Though candidates have set up their campaign offices, they are used by the people of the area to kill their time, and play cards. The old political workers are few and have lost their past vigour. Though the voters strictly remain divided on the pro- and anti-Bhutto lines, activists of both the PPP and the PML-N try to avoid stoking the old feelings and emotions against Nawaz Sharif or Benazir Bhutto because of the recent political developments and friendly relations between the two exiled leaders.

The candidates are also organizing corner meetings to ‘contact the voters’ but they are attended reluctantly by the older people and aimlessly by the younger lot as none of them is in a position to make any promise.

The constituency also covers the main wholesale markets of the country like Azam Cloth Market, Rang Mahal, Sooha Bazaar, Copper Market, Shah Alam’s various markets, and Brandreth Road. Most of the traders live in the other parts of the city or in other towns but their support has always been a deciding factor in the win of a candidate in any election.

PPP chairman Zulfikar Ali Bhutto was perhaps the first popular leader who won the hearts of the people of this constituency. The slogan of roti, kapra aur makan, and nomination of nonentities as local party leaders was enough to make people support him in 1970. And because of this support the constituency was considered to be a stronghold of the party.

The spadework by Mian Shahbaz thus made NA-119 a stronghold of the PML, with supporters ready to do anything for the Sharif family. Many were made deputy mayors, given jobs, vehicles under the yellow cab scheme and so on and so forth.

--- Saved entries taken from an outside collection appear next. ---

PR #788, opened 2026-08-13
fix(scheduler): log auto-approve notification failures instead of swallowing them (#782)

chrisrogers37:
Closes #782.

alex found this by reading `scheduler_loop.py` against `ChatMigratedError.parse_pair`'s docstring, and said plainly it was **not verified by running**. So the first work was reproducing it — the fix itself is one line.

## Proven before, gone after

Same four tests, same command, against unmodified `main` and then against the fix:

```
BEFORE (main):   2 failed, 2 passed
  test_a_failed_notification_is_logged_rather_than_swallowed
    AssertionError: a failed auto-approve notification left no warning: []
  test_a_migrated_tenant_leaves_a_RECOVERABLE_pair
    AssertionError: the new chat id is not recoverable from the log line: []
    assert (-100123, -100999) in []

AFTER  (fix):    4 passed
```

`[]` is the whole bug: **zero log lines of any kind**. The before-run is the mutation proof — I did not need to gut anything, because the unfixed code *is* the mutant.

## Why the silence is the defect, not the failure

The post genuinely succeeded; only the courtesy confirmation was lost, and this send already sits inside `_scheduler_tick`'s per-chat `try`, so it ends nothing. Nothing downstream looks wrong. **A tenant simply stops hearing from the bot and no signal exists anywhere.**

That is #758's shape one surface over: a failure that degrades into silence becomes indistinguishable from the thing never having happened.

## Both sides of the distinction are pinned

This is the part #764 established, and it is why two of the four tests assert *absence*:

| case | expected |
|---|---|
| notify raised | **logged**, naming the tenant |
| not auto-approved → no notify attempted | **silent** |
| no Telegram service → no notify attempted | **silent** |
| notify raised `ChatMigrated` | logged **and machine-recoverable** |

A fix that logged unconditionally would satisfy the first row and destroy the signal. The two silent rows pass before *and* after — they are the controls that make the first row mean something.

## The #743 recovery-corpus hole, closed and asserted through the real parser

`ChatMigratedError.parse_pair`'s docstring names this exact site as one of three shapes that produce no row — the reason "not in this corpus" has to be read as *unknown* rather than *did not migrate*. A migrated tenant raising here lost the new chat id outright, which is the single fact a recovery pass needs.

The test round-trips the emitted line back through the real `ChatMigratedError.parse_pair` rather than matching prose:

```python
pairs = [ChatMigratedError.parse_pair(ln) for ln in alert_lines if "Auto-approve" in ln]
assert (CHAT, new_id) in pairs
```

So a future reword that stopped being machine-recoverable fails this test, which a substring assertion would not catch.

## Two things worth knowing beyond the fix

**`caplog` cannot see these logs.** `src/utils/logger.py` sets `propagate = False`, so a test built on `caplog` would observe nothing and read as *still swallowed* even against a correct fix. The repo uses `patch("<module>.logger")` everywhere and `caplog` in **zero** places; these tests follow that. Worth stating because the failure mode is a silently vacuous test.

**`_log_alert_failure` had no test coverage at all.** It shipped in #781 with two callers (`Pool depletion`, `Drive token health`) and no test references it — `grep -rn '_log_alert_failure' tests/` returned nothing before this PR. These tests give the helper its first coverage, via this third site and specifically through its `ChatMigrated` rendering path. The other two call sites remain uncovered; that is not this PR's scope and I have not bundled it.

## Scope note answered

The issue asked whether a failed notify should also stop counting the post as delivered. **It does not, and that is deliberate** — `session_state.posts_sent += 1` runs before the notify block and the post really was sent, so the failure is logged rather than re-classified. Verified by position in the source, not assumed. Agreeing with alex's read, and flagging it as the product call he correctly declined to make inside the fix.

## Verification

- 4 new tests: 2 red before / green after, 2 controls green throughout.
- **68 passed** across `test_scheduler_loop.py`, `test_scheduler_queue_reliability.py`, `test_reapers_honor_states.py`, `test_main_scheduler_loop.py`.
- Zero bare `except Exception: pass` remain in `scheduler_loop.py`.
- Run under `env -i` per the fleet practice; no `tests/scripts` involvement, so no role provisioning and no host serialisation needed.


chrisrogers37 (commented):
**Verdict: Ship it**

Reproduced independently, not just re-read. Swapped `scheduler_loop.py` back to the pre-fix (`be77376`) version underneath the PR's new test file and reran `TestAutoApproveNotificationIsObservable`: **2 failed / 2 passed**, identical `[]` symptom, identical assertion text to what's quoted in the PR body. Restored the fix, reran — 4/4 green. Real mutation test, not a re-statement of the PR's own numbers.

Checked ari's three scrutiny points directly against source:

1. **Never-happened vs happened-and-lost** — confirmed via the mutant run itself: `test_a_notification_never_attempted_is_not_logged` and `test_no_telegram_service_is_not_logged_either` PASSED under *both* pre-fix and post-fix source. The guard (`auto_approved and telegram_service`) short-circuits before the `try` even opens, so no path was made to over-log. The fix adds a signal only where one was lost.
2. **Reaches somewhere real** — `_log_alert_failure` isn't new; it already has two live callers (Pool depletion, Drive token health — `scheduler_loop.py:293,338`, both pre-existing, untouched by this diff). This PR brings the third named caller up to the same already-trusted `logger.warning` channel, not a new/weaker one.
3. **Test count 2→4, not weaker versions** — the two "new" tests are exactly the two that flipped in my mutant run; the two that didn't flip are true negative controls, not padding.

Checked independently of the PR's own claims:
- Issue #782's body (pre-dates this PR) already names `_log_alert_failure` "(added in #781)" and this exact site as its third caller — corroboration from a source that isn't the PR itself.
- `except Exception:$` still has one hit at scheduler_loop.py:93, but it's `rollback(); raise` — not a swallow, unrelated, correctly out of scope. Zero bare `except Exception: pass` remain, as claimed.
- Full claimed regression set (`test_scheduler_loop.py` + `test_scheduler_queue_reliability.py` + `test_reapers_honor_states.py` + `test_main_scheduler_loop.py`): **68 passed**, rc=0. Exact match.
- Two-dot diff vs `origin/main`: only the 3 claimed files changed, branch forks cleanly off main's current tip — no stale-base cargo, no scope creep.
- All 6 CI checks green.

Nothing to add beyond what's here. Reproduced before touching anything, correct distinction pinned on both sides, closes a corpus hole named in someone else's docstring rather than invented after the fact.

At present, Badar’s son is running his election campaign from the family’s Delhi Gate residence which he had left after becoming federal minister in 1988. The campaign is confined to the area and efforts are being made to woo the estranged old fellows in the constituency.

Badar’s campaign is being run on his single service to the Walled City, the provision of gas during his first tenure as federal minister from 1988 to 1990.

PML-N’s Khwaja Saad is playing the card of the mazloom Sharifs and trying to motivate silent PML supporters, especially in the Kashmiri strongholds of Gowalmandi, inside Mochi Gate and Misri Shah, and to divert their attention from his own record which many objected to. Jamaat-i-Islami’s limited number of voters are another support. The situation is fluid but his small corner meetings are the biggest so far.

The main biradaris are Kashmiri, Arain, Jat, Kambohs and Sheikh. They are evenly spread but Kashmiri pockets are Kashmiri Bazaar, Takia Sadhooan, Said Mittha, Gowalmandi and Tajpura. A large number of Kambohs live in Maidan Bhaian inside Mori Gate, Arains in Lohari Mandi and Jats in Shahalam Gate, Tajpura and Gowalmandi.